WHAT NEEDS TO BE DONE
Write down exactly the line where "kifirkin: You could" occurs and every line that follows it through the end of the material below; include nothing else.

RECORD EXTRACTS
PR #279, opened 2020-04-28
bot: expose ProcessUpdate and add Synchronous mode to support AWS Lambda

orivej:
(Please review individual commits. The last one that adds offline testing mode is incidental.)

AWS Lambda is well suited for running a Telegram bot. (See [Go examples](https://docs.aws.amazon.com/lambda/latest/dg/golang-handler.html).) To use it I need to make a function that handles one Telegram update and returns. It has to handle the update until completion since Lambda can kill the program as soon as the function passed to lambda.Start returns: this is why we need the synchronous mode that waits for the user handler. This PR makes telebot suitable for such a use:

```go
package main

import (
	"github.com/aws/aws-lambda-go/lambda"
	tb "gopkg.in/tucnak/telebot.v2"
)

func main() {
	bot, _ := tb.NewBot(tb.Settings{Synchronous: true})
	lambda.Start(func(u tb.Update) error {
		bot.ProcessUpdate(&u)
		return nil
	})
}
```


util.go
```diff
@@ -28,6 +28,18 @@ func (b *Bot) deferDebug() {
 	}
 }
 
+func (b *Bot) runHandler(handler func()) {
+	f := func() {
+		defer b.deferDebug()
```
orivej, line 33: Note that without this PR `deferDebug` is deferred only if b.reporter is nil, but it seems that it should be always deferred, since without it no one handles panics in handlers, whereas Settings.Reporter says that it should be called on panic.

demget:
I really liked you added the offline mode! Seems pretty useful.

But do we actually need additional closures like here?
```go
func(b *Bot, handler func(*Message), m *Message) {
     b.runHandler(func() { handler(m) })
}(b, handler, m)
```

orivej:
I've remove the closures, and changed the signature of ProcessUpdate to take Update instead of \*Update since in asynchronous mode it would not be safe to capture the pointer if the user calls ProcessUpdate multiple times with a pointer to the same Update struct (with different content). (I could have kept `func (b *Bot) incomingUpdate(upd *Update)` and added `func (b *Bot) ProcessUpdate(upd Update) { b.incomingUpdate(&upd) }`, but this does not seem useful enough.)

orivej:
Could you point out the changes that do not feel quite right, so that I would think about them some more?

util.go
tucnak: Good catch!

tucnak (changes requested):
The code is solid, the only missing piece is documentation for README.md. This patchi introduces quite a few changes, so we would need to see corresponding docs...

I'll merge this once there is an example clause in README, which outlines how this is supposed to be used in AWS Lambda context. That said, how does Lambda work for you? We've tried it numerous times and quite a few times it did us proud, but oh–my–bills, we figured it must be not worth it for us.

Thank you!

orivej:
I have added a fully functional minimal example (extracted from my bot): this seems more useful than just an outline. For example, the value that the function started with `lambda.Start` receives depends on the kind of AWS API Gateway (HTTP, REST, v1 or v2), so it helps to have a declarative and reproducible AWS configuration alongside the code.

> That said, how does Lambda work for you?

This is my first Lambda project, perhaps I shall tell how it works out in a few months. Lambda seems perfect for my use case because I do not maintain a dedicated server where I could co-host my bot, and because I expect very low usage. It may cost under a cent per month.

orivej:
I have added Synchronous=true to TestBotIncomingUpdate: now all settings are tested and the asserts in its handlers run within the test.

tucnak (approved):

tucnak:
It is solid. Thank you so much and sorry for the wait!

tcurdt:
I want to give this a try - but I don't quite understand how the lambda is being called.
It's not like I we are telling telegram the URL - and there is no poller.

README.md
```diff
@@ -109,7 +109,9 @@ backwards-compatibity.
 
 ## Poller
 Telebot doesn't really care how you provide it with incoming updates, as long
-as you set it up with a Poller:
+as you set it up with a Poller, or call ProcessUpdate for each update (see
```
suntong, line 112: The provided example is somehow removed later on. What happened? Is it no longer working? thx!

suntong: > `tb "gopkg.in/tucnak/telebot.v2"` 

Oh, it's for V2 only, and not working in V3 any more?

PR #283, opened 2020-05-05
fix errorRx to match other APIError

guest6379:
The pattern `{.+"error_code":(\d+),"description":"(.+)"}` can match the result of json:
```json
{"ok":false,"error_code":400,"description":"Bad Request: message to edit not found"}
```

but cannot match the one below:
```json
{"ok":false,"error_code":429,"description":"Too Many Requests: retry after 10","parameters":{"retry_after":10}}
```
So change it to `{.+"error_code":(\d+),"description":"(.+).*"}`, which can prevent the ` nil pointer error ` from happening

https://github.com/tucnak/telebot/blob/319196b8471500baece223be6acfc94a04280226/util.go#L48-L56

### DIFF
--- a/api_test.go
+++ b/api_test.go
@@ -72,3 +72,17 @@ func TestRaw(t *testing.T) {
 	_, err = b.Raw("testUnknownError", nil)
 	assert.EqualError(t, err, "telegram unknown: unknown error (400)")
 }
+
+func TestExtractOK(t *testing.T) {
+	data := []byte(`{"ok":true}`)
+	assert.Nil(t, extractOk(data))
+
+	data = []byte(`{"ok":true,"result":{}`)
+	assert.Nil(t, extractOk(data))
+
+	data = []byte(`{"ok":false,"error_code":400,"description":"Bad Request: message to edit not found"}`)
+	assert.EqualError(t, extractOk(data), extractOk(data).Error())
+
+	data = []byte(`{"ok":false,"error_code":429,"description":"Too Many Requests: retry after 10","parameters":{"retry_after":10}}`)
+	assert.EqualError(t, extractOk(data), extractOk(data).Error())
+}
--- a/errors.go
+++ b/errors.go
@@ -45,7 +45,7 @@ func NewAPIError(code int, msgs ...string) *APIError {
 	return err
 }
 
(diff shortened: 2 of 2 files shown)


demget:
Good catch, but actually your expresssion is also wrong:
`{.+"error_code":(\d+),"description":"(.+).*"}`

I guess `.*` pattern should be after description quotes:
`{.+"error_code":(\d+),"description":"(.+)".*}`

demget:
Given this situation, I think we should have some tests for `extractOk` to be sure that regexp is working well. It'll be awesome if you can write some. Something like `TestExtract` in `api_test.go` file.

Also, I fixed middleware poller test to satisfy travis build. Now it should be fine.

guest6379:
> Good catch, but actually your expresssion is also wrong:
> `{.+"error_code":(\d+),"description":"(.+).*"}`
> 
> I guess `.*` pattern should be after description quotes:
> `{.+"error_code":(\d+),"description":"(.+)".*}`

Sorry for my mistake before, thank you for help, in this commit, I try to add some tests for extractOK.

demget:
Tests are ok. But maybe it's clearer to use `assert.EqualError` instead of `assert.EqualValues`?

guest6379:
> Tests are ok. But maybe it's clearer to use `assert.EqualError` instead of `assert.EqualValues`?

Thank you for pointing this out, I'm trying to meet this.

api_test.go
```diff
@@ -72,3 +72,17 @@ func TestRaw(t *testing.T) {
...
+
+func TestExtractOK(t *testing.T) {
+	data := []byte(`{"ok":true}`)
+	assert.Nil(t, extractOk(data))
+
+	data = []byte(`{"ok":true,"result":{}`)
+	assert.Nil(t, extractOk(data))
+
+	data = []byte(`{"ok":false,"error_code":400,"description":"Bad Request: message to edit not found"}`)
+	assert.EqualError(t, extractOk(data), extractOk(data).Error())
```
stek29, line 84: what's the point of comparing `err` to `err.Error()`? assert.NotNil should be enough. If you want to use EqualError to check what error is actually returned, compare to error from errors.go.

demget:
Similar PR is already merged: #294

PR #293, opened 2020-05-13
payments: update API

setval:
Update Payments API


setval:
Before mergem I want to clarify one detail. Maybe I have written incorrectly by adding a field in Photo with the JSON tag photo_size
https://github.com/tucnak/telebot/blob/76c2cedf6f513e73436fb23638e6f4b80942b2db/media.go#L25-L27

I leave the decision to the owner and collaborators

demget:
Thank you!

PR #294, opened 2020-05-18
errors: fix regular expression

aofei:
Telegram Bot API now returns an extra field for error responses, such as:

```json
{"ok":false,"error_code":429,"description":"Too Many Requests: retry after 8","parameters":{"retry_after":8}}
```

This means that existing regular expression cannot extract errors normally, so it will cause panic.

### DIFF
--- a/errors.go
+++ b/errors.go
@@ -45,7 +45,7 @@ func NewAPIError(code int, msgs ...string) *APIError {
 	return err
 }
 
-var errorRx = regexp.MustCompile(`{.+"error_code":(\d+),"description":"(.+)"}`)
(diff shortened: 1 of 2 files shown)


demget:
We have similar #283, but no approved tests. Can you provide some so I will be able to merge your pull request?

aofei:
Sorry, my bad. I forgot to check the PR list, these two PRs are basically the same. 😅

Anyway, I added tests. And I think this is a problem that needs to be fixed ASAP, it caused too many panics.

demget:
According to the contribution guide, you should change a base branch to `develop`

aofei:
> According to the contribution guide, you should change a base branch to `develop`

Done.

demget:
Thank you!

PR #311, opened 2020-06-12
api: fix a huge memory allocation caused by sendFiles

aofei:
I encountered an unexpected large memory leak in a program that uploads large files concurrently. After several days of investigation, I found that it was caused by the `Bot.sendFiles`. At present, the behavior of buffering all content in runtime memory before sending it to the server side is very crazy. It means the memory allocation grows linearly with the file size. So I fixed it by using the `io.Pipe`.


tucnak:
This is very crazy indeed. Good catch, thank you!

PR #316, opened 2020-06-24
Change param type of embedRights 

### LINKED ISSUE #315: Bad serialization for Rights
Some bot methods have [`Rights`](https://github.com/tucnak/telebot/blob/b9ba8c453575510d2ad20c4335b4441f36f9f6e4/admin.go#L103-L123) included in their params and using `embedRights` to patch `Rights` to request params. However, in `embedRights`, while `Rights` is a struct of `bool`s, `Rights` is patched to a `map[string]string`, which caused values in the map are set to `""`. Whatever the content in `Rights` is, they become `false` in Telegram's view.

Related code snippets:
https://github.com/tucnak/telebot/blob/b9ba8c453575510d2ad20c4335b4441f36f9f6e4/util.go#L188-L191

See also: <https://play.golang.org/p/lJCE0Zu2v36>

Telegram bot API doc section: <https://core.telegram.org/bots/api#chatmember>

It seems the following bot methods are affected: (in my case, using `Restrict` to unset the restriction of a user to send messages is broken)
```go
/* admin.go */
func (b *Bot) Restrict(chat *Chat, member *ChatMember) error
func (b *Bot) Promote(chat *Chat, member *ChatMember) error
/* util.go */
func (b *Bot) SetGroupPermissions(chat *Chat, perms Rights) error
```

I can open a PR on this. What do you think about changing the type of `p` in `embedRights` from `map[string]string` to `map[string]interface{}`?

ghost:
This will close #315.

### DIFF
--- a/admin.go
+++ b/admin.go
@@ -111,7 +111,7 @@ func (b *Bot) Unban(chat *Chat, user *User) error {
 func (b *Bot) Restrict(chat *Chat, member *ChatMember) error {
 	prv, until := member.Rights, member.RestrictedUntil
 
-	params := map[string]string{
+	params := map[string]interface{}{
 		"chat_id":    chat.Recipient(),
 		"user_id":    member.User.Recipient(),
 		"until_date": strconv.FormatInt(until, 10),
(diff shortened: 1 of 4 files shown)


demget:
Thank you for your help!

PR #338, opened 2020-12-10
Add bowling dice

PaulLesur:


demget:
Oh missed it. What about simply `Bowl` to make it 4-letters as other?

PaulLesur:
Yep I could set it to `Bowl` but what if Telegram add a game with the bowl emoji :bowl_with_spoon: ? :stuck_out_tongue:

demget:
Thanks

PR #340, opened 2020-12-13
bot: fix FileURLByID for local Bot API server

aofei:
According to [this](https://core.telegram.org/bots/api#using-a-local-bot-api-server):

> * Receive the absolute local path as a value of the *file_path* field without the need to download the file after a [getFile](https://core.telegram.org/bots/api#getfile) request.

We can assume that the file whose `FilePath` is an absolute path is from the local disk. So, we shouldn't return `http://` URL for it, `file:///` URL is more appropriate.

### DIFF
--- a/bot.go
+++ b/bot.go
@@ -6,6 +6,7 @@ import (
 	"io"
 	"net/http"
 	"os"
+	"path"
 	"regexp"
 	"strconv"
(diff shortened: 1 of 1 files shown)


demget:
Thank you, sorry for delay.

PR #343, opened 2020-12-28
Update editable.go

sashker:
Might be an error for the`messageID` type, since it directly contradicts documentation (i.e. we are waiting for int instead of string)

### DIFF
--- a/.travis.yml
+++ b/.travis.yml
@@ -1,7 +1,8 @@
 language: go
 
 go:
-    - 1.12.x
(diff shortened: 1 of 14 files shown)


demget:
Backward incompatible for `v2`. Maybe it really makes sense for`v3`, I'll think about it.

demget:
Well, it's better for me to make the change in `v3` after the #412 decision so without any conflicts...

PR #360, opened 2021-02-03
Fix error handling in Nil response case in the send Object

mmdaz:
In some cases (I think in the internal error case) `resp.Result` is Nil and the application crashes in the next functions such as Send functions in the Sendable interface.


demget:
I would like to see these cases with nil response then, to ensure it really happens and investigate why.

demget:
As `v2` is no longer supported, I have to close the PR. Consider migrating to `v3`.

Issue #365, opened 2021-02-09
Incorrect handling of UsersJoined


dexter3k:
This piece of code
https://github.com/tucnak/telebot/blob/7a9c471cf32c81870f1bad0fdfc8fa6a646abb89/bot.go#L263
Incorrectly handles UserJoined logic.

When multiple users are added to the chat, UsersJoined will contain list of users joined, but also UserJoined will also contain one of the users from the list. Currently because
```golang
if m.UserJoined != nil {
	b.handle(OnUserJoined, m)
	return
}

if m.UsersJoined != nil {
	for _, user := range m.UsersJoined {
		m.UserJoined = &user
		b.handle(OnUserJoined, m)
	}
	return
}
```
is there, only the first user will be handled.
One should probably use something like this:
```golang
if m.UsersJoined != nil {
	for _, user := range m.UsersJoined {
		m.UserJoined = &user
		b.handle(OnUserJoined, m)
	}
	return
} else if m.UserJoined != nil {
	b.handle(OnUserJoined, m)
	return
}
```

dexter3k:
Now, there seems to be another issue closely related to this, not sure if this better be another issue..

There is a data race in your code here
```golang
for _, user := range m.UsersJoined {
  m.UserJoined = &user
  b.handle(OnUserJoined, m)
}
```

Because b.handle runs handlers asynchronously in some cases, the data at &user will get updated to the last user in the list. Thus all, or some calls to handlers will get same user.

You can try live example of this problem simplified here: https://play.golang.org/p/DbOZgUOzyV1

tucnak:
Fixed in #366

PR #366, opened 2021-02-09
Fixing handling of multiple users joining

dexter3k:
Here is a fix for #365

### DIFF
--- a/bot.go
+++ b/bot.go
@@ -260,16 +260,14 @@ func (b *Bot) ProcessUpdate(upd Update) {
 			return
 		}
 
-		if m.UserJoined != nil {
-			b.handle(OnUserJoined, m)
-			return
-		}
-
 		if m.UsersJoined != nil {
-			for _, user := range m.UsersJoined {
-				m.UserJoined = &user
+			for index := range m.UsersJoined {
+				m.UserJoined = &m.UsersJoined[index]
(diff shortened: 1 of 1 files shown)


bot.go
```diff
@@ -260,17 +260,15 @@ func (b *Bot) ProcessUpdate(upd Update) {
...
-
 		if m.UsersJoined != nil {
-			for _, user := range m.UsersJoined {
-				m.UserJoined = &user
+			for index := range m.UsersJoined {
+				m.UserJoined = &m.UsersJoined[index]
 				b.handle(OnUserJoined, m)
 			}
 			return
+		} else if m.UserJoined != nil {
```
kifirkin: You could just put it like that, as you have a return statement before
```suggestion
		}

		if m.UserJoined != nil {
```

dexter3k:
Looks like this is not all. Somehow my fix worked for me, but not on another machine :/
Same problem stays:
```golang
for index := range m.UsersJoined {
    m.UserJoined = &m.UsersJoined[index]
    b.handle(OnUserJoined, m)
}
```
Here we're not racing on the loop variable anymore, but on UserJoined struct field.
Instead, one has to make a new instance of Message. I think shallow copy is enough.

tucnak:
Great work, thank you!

ANSWER TO THIS EXERCISE
kifirkin: You could just put it like that, as you have a return statement before
```suggestion
		}

		if m.UserJoined != nil {
```

dexter3k:
Looks like this is not all. Somehow my fix worked for me, but not on another machine :/
Same problem stays:
```golang
for index := range m.UsersJoined {
    m.UserJoined = &m.UsersJoined[index]
    b.handle(OnUserJoined, m)
}
```
Here we're not racing on the loop variable anymore, but on UserJoined struct field.
Instead, one has to make a new instance of Message. I think shallow copy is enough.

tucnak:
Great work, thank you!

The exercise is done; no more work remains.